The SR engineer does not just troubleshoot but encourages feature developers to monitor the performance of their applications in production. His task in the DevOps team is to analyze the frequency of errors, identify their cause, and proactively create an automated method to eliminate them in the future.
The Site Reliability engineer also monitors the stability of the infrastructure. This often overlaps with DevOps work. Of course, he can eliminate sudden problems in his work, but the repetition of the incident that occurred or frequent service drops require a deep understanding of both the development process and the operation of scaling systems, load distribution, and understanding how a server or a cluster of servers copes with it.
After analyzing and identifying the reasons for the unreliable operation of the system, the SRE can correct the unsuccessful solution himself or ask the responsible team members to do so, indicating the method of eliminating its unstable operation.
The permanent work of the Site Reliability engineer in the project is:
- ensuring a quick response to the occurrence of unforeseen incidents;
- increasing the reliability and stability of all site services over time;
- automating and optimizing the operation of its services;
- increasing the stability of the site and its services under high loads.
AIOps and MLOps - the future has already come!
In order to make the right strategic decisions at the state, corporate or niche highly specialized level, often certain analytical information is required. That allows you to get a correct forecast for the future. For this, scientists develop mathematical models that collect and process statistical data, and based on the comparison of past and current, considering variable conditions, it is often possible to obtain a fairly accurate forecast and analysis of business plans, financial forecast, forecast of expenses of various resources, technical forecast of product life cycle indicators, etc.

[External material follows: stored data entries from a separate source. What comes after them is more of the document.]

PR #110, opened 2021-08-05
PCM-1529 PCM-1701 

djhouseknecht:
fixed soft reconnects. remove google stun servers from defaults. added refreshIceServers retry logic

### DIFF
--- a/src/client.ts
+++ b/src/client.ts
@@ -247,14 +247,6 @@ export class Client {
       this[extensionName] = extension.expose;
       this[`_${extensionName}`] = extension;
     });
-
-    /* clear out stanzas default use of google's stun server */
-    this._stanzaio.jingle.config.iceServers = [];
-    /**
-     * NOTE: calling this here should not interfere with the `webrtc.ts` extension
-     *  refreshingIceServers since that is async and this constructor is sync
-     */
-    this._webrtcSessions.setIceServers([]);
   }
 
   cleanupLeakTimer () {
--- a/src/client.ts
+++ b/src/client.ts
@@ -247,6 +247,14 @@ export class Client {
       this[extensionName] = extension.expose;
       this[`_${extensionName}`] = extension;
     });
+
+    /* clear out stanzas default use of google's stun server */
+    this._stanzaio.jingle.config.iceServers = [];
+    /**
+     * NOTE: calling this here should not interfere with the `webrtc.ts` extension
+     *  refreshingIceServers since that is async and this constructor is sync
+     */
+    this._webrtcSessions.setIceServers([]);
   }
 
   cleanupLeakTimer () {
@@ -325,7 +333,8 @@ export class Client {
       const opts: RequestApiOptions = {
         method: 'get',
         host: this.config.apiHost,
-        authToken: this.config.authToken
+        authToken: this.config.authToken,
+        logger: this.logger
       };
       jidPromise = this.http.requestApiWithRetry('users/me', opts).promise
         .then(res => res.body.chat.jabberId);
--- a/src/http-client.ts
+++ b/src/http-client.ts
@@ -34,9 +34,10 @@ export class HttpClient {
     this._httpRetryingRequests.set(retry._id, retry);
 
     /* tslint:disable:no-floating-promises */
-    retry.promise
-      .then(() => this.cancelRetryRequest(retry._id))
-      .catch(() => this.cancelRetryRequest(retry._id));
+    retry.promise.then(
+      () => this.cancelRetryRequest(retry._id),
+      () => this.cancelRetryRequest(retry._id)
+    );
 
     return retry;
   }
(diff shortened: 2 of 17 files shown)


src/reconnector.ts
```diff
@@ -47,7 +47,7 @@ export class Reconnector {
         return;
       }
 
-      if (this.client._stanzaio.transport?.hasStream || this.client.connecting) {
+      if (this.client._stanzaio.transport?.hasStream) {
```
djhouseknecht, line 50: The issue was `this.client.connecting` was set to `true` but stanza tore down the actual websocket. So we were sitting in a state where the reconnector _thought_ we were reconnecting but really we were just waiting for backoff attempts to run out before trying to hard reconnect. 

With this change, it will not drop into this `if` block and will go on to line 58 where stanza tries to create another WS with the existing channel.

src/types/media-session.ts
```diff
@@ -81,7 +81,6 @@ export class GenesysCloudMediaSession extends MediaSession {
       const redactionInfo = loggingOverrides[message];
 
       if (redactionInfo?.skipMessage) {
-        console.debug('not sending log message due to loggingOverride', { message, data });
```
djhouseknecht, line 84: This was causing issues for the pure scale folks.

src/webrtc.ts
```diff
@@ -508,37 +513,67 @@ export class WebrtcExtension extends EventEmitter {
     this.logger.info('sent jingle retract', { sessionId, conversationId: session.propose.conversationId });
   }
 
-  async refreshIceServers (): Promise<any[]> {
+  async refreshIceServers (): Promise<ExtendedRTCIceServer[]> {
+    if (!this.refreshIceServersRetryPromise) {
+      this.refreshIceServersRetryPromise = retryPromise<ExtendedRTCIceServer[]>(
```
djhouseknecht, line 518: Converted this to use a `retryPromise` to retry 3 times if this errors for any reason.

src/client.ts
```diff
@@ -247,6 +247,14 @@ export class Client {
...
       this[`_${extensionName}`] = extension;
     });
+
+    /* clear out stanzas default use of google's stun server */
+    this._stanzaio.jingle.config.iceServers = [];
+    /**
+     * NOTE: calling this here should not interfere with the `webrtc.ts` extension
+     *  refreshingIceServers since that is async and this constructor is sync
+     */
+    this._webrtcSessions.setIceServers([]);
```
jensengar, line 257: we should do this and the line above in `webrtc.ts` as part of its setup.

src/http-client.ts
```diff
@@ -27,18 +27,21 @@ export class HttpClient {
...
-      retryInterval
+      retryInterval,
+      opts.logger
     );
 
     this._httpRetryingRequests.set(retry._id, retry);
 
     /* tslint:disable:no-floating-promises */
-    retry.promise.finally(() => this.cancelRetryRequest(retry._id));
+    retry.promise
```
jensengar, line 37: Is this to add one more retry?

djhouseknecht:
Updated package-lock to version 2 and ensured `async v3.2.1` was installed. the `Jenkins` file uses `npm ci` so we should always get that version. Although, we will need to make sure the sdk, wd, volt, and yak all get the new version too when they bump sc.

src/webrtc.ts
```diff
@@ -508,37 +513,67 @@ export class WebrtcExtension extends EventEmitter {
...
+        this._refreshIceServers.bind(this),
+        (error): boolean => {
+          if (++this.discoRetries > MAX_DISCO_RETRIES) {
+            this.logger.warn('fetching turn servers failed. max retries reached.', {
```
jensengar, line 522: can we change `trun servers` to `ice servers` in these logs please?

src/webrtc.ts
```diff
@@ -508,37 +513,67 @@ export class WebrtcExtension extends EventEmitter {
     this.logger.info('sent jingle retract', { sessionId, conversationId: session.propose.conversationId });
   }
 
-  async refreshIceServers (): Promise<any[]> {
+  async refreshIceServers (): Promise<ExtendedRTCIceServer[]> {
```
jensengar, line 516: I can't add a comment in the place I want, but do you think we should log an explicit error in `on.('connected'...)` if the `refreshIceServers()` fails?

jensengar (changes requested):

src/http-client.ts
jensengar: Ahh ok I see. I would suggest changing this just slightly then because if the `.then()` fails, it's going to try again in the catch which is why I was confused. To do *exactly* what you're saying, I think you'd want to do something like:
`.then(() => this.cancelRetryRequest(retry._id), () => this.cancelRetryRequest(retry._id))` without a `.catch()`

jensengar (approved):

zservies (approved):

PR #114, opened 2021-09-08
[PCM-1715] - Updated streaming-client to end sessions.

zservies:


src/types/media-session.ts
```diff
@@ -89,6 +89,28 @@ export class GenesysCloudMediaSession extends MediaSession {
...
+    if (typeof reason === 'string') {
+      reason = { condition: reason };
+    }
+
+    if (!silent) {
+      this.send('session-terminate', { reason });
+    }
+
+    setTimeout(() => {
+      if (this.pc) {
```
jensengar, line 105: I think this case will always be true. We should check the connection status: https://developer.mozilla.org/en-US/docs/Web/API/RTCPeerConnection/connectionState.

We probably care if connectionState is `connecting` or `connected`

jensengar: Can you also add a few tests for this please?

jensengar (changes requested):

src/types/media-session.ts
```diff
@@ -89,6 +89,28 @@ export class GenesysCloudMediaSession extends MediaSession {
...
+
+    if (typeof reason === 'string') {
+      reason = { condition: reason };
+    }
+
+    if (!silent) {
+      this.send('session-terminate', { reason });
+    }
+
+    setTimeout(() => {
```
jensengar, line 104: Can you also add a comment in the code about why we are waiting before we close the peerconnection. I think it'll be helpful when we look at this someday and wonder what the heck we are doing here.

CHANGELOG.md
```diff
@@ -5,6 +5,8 @@ The format is based on [Keep a Changelog](https://keepachangelog.com/en/1.0.0/),
 and this project adheres to [Semantic Versioning](https://semver.org/spec/v2.0.0.html).
 
 # [Unreleased](https://github.com/purecloudlabs/genesys-cloud-streaming-client/compare/v13.2.9...HEAD)
+### Added
+* [PCM-1715](https://inindca.atlassian.net/browse/PCM-1715) - Added ability to end sessions from the client.
```
djhouseknecht, line 9: This may be a NIT, but could this note be a little more clear? Technically, we already have the ability to end a session from the client. This PR is more overriding the current stanza implementation of ending sessions, and lets the backend end the PC or it ends it after 2 seconds.

package.json
```diff
@@ -9,7 +9,7 @@
   },
   "main": "dist/npm/index.js",
   "module": "dist/es/module.js",
-  "browser": "dist/streaming-client-browser.js",
+  "browser": "dist/streaming-client.browser.js",
```
djhouseknecht, line 12: It may be worth it (for tracking purposes) to open a PCM ticket to tie this too. That way it will have a history you can tie the commit, version, and dev center issue to. Also, the CHANGELOG should be updated with this change too since it does affect consumption of sc.

djhouseknecht (changes requested):
Just some minor chores for your most recent commit: 
* create a ticket to track the change and dev center forum post
* make sure there is a commit with the newly created ticket (so jira and the CM can find it)
* update the changelog to include the build change (with the new ticket too).

package.json
zservies: Updated.

djhouseknecht (approved):

jensengar (approved):

PR #116, opened 2021-09-16
Prep v13.3.0.

zservies:


jensengar:
usually when I do version bumps, i run `npm version <major|minor|patch> --no-git-tag-version` and it will bump the package.json and package.lock accordingly. I mention that because the lockfile didn't get bumped.

jensengar (approved):

Issue #117, opened 2021-09-23
Browser field is causing build errors with certain building tools


djhouseknecht:
Mainly tested with webpack. It will build just fine, but then when loaded in the browser an error like this occurs: 

`Uncaught TypeError: can't convert undefined to object` 

The issue is the builders are pulling in the built/bundled streaming-client `"browser"` file. 

Resolution is to remove that field because it isn't really needed anyway since streaming-client is already for the browser. 

For internal use: [PCM-1726](https://inindca.atlassian.net/browse/PCM-1726)

djhouseknecht:
This was fixed in v13.3.1.

PR #118, opened 2021-09-27
PCM-1726 

djhouseknecht:
removed package.json 'browser' field and pointed 'module' field to correct file name

### DIFF
--- a/package.json
+++ b/package.json
@@ -1,6 +1,6 @@
 {
   "name": "genesys-cloud-streaming-client",
-  "version": "13.3.0",
+  "version": "13.3.1",
   "description": "client for the Genesys Cloud Streaming APIs (websocket/xmpp interface)",
   "repository": "https:github.com/purecloudlabs/genesys-cloud-streaming-client",
   "license": "MIT",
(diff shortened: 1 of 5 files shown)


package.json
```diff
@@ -9,7 +9,7 @@
   },
   "main": "dist/npm/index.js",
   "module": "dist/es/index.js",
-  "browser": "dist/streaming-client.browser.js",
+  "web": "dist/streaming-client.browser.js",
```
djhouseknecht, line 12: `"web"` does not have any significance for build tools. I renamed it to this just so you can quickly see what the file name and purpose of the file is.

package.json
```diff
@@ -9,7 +9,7 @@
   },
   "main": "dist/npm/index.js",
   "module": "dist/es/index.js",
```
djhouseknecht, line 11: @jensengar can you confirm that this is the file that worked in Web-dir? I think it was (and I am going to test it more just to confirm).

jensengar: i will, but it might not be until tomorrow.

djhouseknecht:
This will fix #117

zservies (approved):

PR #121, opened 2021-10-12
PCM-1737 pulled in gc-client-logger

djhouseknecht:


src/webrtc.ts
```diff
@@ -207,8 +206,8 @@ export class WebrtcExtension extends EventEmitter {
     const data = {
       appName: 'streamingclient',
       appVersion: Client.version,
-      secondaryAppName: this.client.config.appName,
-      secondaryAppVersion: this.client.config.appVersion,
+      originAppName: this.client.config.appName,
```
jensengar, line 209: does this serve a purpose?

jensengar: yes, sorry, i forgot about the nr stuff. carry on.

PR #124, opened 2021-10-19
PCM-1754 added webrtc logs to consolidate sdk logs

djhouseknecht:


djhouseknecht:
This is blocking [this SDK PR](https://github.com/MyPureCloud/genesys-cloud-webrtc-sdk/pull/635). 

Also to reiterate the comment on that PR: The streaming-client doesn't log anything around `session-init`. I wasn't sure if we wanted to move that into the streaming-client or not. For now, I left as-is and kept the logging in the SDK.

jensengar:
> This is blocking [this SDK PR](https://github.com/MyPureCloud/genesys-cloud-webrtc-sdk/pull/635).
> 
> Also to reiterate the comment on that PR: The streaming-client doesn't log anything around `session-init`.

This actually isn't true, the logging happens in a super class of GenesysCloudMediaSession. They don't have a separate sending/sent message, but there is logging for the session init and session accept.

PR #130, opened 2021-12-16
PCM-1773 converted SessionTypes to enum. Add rollup bundle

djhouseknecht:


package.json
```diff
@@ -9,6 +9,7 @@
   },
   "main": "dist/npm/index.js",
   "module": "dist/es/index.js",
+  "rollup:bundle": "dist/es/index.bundle.js",
```
djhouseknecht, line 12: Honestly, this isn't really necessary. But I thought it would be good to have the option to use it. I named it differently than the SDK's so bundlers don't bundle this giant file _and_ the SDK's giant file.

zservies (approved):

jensengar (approved):

PR #146, opened 2022-05-13
[PCM-1910] fix session-reject stanza

jensengar:


djhouseknecht (approved):
I didn't realize that the backend was expecting the id as `sessionId`

jensengar:
> I didn't realize that the backend was expecting the id as `sessionId`

It's not, the jxt definition is just a bit wonky. The object uses `sessionId` but the stanza uses `id`.

PR #147, opened 2022-05-23
Remove topic on last handler unsubscribe

shanebruggeman:
We're encountering a case where our client subscribes to many topics (note that handlers are passed)

```
# call to subscribe ~50 topics at a time, letting streaming client update subscriptions after a reasonable debounce
connection.notifications.subscribe(topic, handler, false, priority).then(...);
```

Later when we're done, the same is done in reverse for `unsubscribe`

```
# call to unsubscribe most of the same topics
connection.notifications.unsubscribe(topic, handler)
```

### Problem
Shortly after unsubscribing the relevant topics, we observed a resubscription to those same topics. Internally the issue is that the set of `subscriptions` and `bulkSubscriptions` remains unchanged upon unsubscribe, which in turn causes a subsequent resubscribe call to think those topics are still required

### Solution
When there are no handlers for a given topic, remove them from the tracked list(s) of subscriptions.

Let me know if I'm off somewhere. I've already run this locally and it's corrected our use case but it's entirely possible that another of your consumers will be affected.

### DIFF
--- a/src/notifications.ts
+++ b/src/notifications.ts
@@ -210,6 +210,10 @@ export class Notifications {
       if (handlerIndex > -1) {
         handlers.splice(handlerIndex, 1);
       }
+      if (!handlers.length) {
+        this.subscriptions[t] = [];
+        delete this.bulkSubscriptions[t];
+      }
     });
   }
 
--- a/CHANGELOG.md
+++ b/CHANGELOG.md
@@ -5,6 +5,9 @@ The format is based on [Keep a Changelog](https://keepachangelog.com/en/1.0.0/),
 and this project adheres to [Semantic Versioning](https://semver.org/spec/v2.0.0.html).
 # [Unreleased](https://github.com/purecloudlabs/genesys-cloud-streaming-client/compare/v13.4.1...HEAD)
 
+### Changed
+* [PCM-1862](https://inindca.atlassian.net/browse/PCM-1862) - remove topics from the tracked lists (subscriptions, bulkSubscriptions) after their last handlers have been removed
+
 ### Added
 * [PCM-1837](https://inindca.atlassian.net/browse/PCM-1837) – add `setAccessToken(token)` function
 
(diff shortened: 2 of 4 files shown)


jensengar (changes requested):

djhouseknecht (approved):

src/notifications.ts
```diff
@@ -210,6 +210,10 @@ export class Notifications {
       if (handlerIndex > -1) {
         handlers.splice(handlerIndex, 1);
       }
+      if (!handlers.length) {
+        this.subscriptions[t] = [];
+        delete this.bulkSubscriptions[t];
```
djhouseknecht, line 215: I think I found the root cause. I will try to leave a more detailed explanation, but for clarity, there are two issues with this approach: 

1. By only setting `this.subscriptions[t]` to an empty array, won't actually remove the sub from any future bulk subscribes (more on that in my in detailed explanation). But you will actually want to just delete the whole property
2. We don't want to delete `this.bulkSubscriptions[t]` because it is possible another consumer subscribed to the same topic using the bulk subscribe instead of an individual topic. Unsubscribing from individual topics should not remove bulk subscriptions. 

#### More on bullet 2
The bug is actually in the `resubscribe()` function. SC will eventually treat _all_ individual topic subscriptions as bulk subscriptions. That is why when you unsubscribe from an individual sub, sc never actually removes it because it _also thinks_ that it is a bulk sub so it don't remove it. 

If we can correct the `resubscribe()` function to know the difference between bulk subs and individual subs, we can use part of this to make sure we don't keep subs hanging around. 

I appreciate your work on this, @shanebruggeman. I will open a PR with my fix and I'll have you look it over to see if it fixes your issue.

shanebruggeman: Appreciate the review @djhouseknecht! I'm more than willing to review a better change - this is just what I cobbled together based off following the subscribe / unsubscribe logic. And feel free to close this when it makes sense!

djhouseknecht:
@shanebruggeman I opened #148 if you wanted to take a look at that. I don't know if you can leave comments on the PR or not since you are a "maintainer" of the repo. You can ping me in GC if you can't.

PR #42, opened 2018-12-21
feat(options): get cgroups container info

Qard:
Read container info from `/proc/self/cgroup` to get docker container id and kubernetes pod id default values.

### DIFF
--- a/index.js
+++ b/index.js
@@ -415,6 +415,9 @@ function normalizeOptions (opts) {
     if (!normalized.kubernetesPodUID && containerInfo.podId) {
       normalized.kubernetesPodUID = containerInfo.podId
     }
+    if (!normalized.kubernetesPodName && containerInfo.podId) {
+      normalized.kubernetesPodName = hostname
+    }
   }
 
   return normalized
--- a/index.js
+++ b/index.js
@@ -5,6 +5,7 @@ const os = require('os')
 const parseUrl = require('url').parse
 const zlib = require('zlib')
 const Writable = require('readable-stream').Writable
+const getContainerInfo = require('container-info')
 const pump = require('pump')
 const eos = require('end-of-stream')
 const streamToBuffer = require('fast-stream-to-buffer')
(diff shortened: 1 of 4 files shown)


watson:
With #34, it was my intention that the 4 Kubernetes config option should be set automatically by the agent and not handled inside this repo. I'm open to moving this responsibility to this repo instead, but I'm not sure if that was what you intented?

Also, out of the 4 config options added in #34, this PR only sets `kubernetesPodUID`. Is that because that's the only variable that could be read from `/proc/self/cgroup`?

watson:
> As for why I put it here, I figured by putting it here one could use the http-client without the agent and still have access to the container data.

Yeah, I guess it can be viewed from two different angles. I was thinking that this lib was low level and wouldn't try to "help" the user by filling these things out. But I can totally see your point. So I'm fine with doing it here.

index.js
```diff
@@ -405,6 +408,15 @@ function normalizeOptions (opts) {
   // process
   normalized.serverUrl = parseUrl(normalized.serverUrl)
 
+  if (containerInfo) {
+    if (!normalized.containerId && containerInfo.containerId) {
+      normalized.containerId = containerInfo.containerId
+    }
+    if (!normalized.kubernetesPodUID && containerInfo.podId) {
+      normalized.kubernetesPodUID = containerInfo.podId
+    }
```
watson: Agreed on call: Add if block checking `!normalized.kubernetesPodName && containerInfo.podId` and if so set the pod name to the hostname

watson:
It seems the tests needs to be updated with the new pod name.

And it would probably be a good idea if we updated the README where the kubernete config options are documented and describe that some of them will get populated automatically based on `/proc/self/cgroup`

watson:
@Qard Did you see this comment?

> And it would probably be a good idea if we updated the README where the kubernete config options are documented and describe that some of them will get populated automatically based on `/proc/self/cgroup`

Qard:
Yep, I'll get to that today. 👍

watson:
Update: We'll just use the os hostname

These are the tasks that are solved with the help of AI/ML Ops tools and their development teams.
To solve these tasks, the best cloud solution today is Kubeflow, which is tightly integrated with the Kubernetes platform. And for the deployment of initial mathematical models, the developer has MiniKF, which can be installed on a separate PC or laptop in a few minutes. By the way, we previously mentioned Serverbee's experience with Kubeflow and MiniKF deployment here.
The use of machine learning systems every year finds its implementation in new fields, such as automation in airplanes and automobiles, smart home systems, bookmakers, and many other industries. The use of AI/ML Ops has not yet reached its peak of popularity. Mathematical models and Machine Learning increases the speed and quality of automation in production, research, and analytical and statistical activities in IT, business, in the banking sphere. The development of the capabilities of mathematical models and their complexity is only gaining momentum nowadays, and the demand for specialists in this field will grow in the future.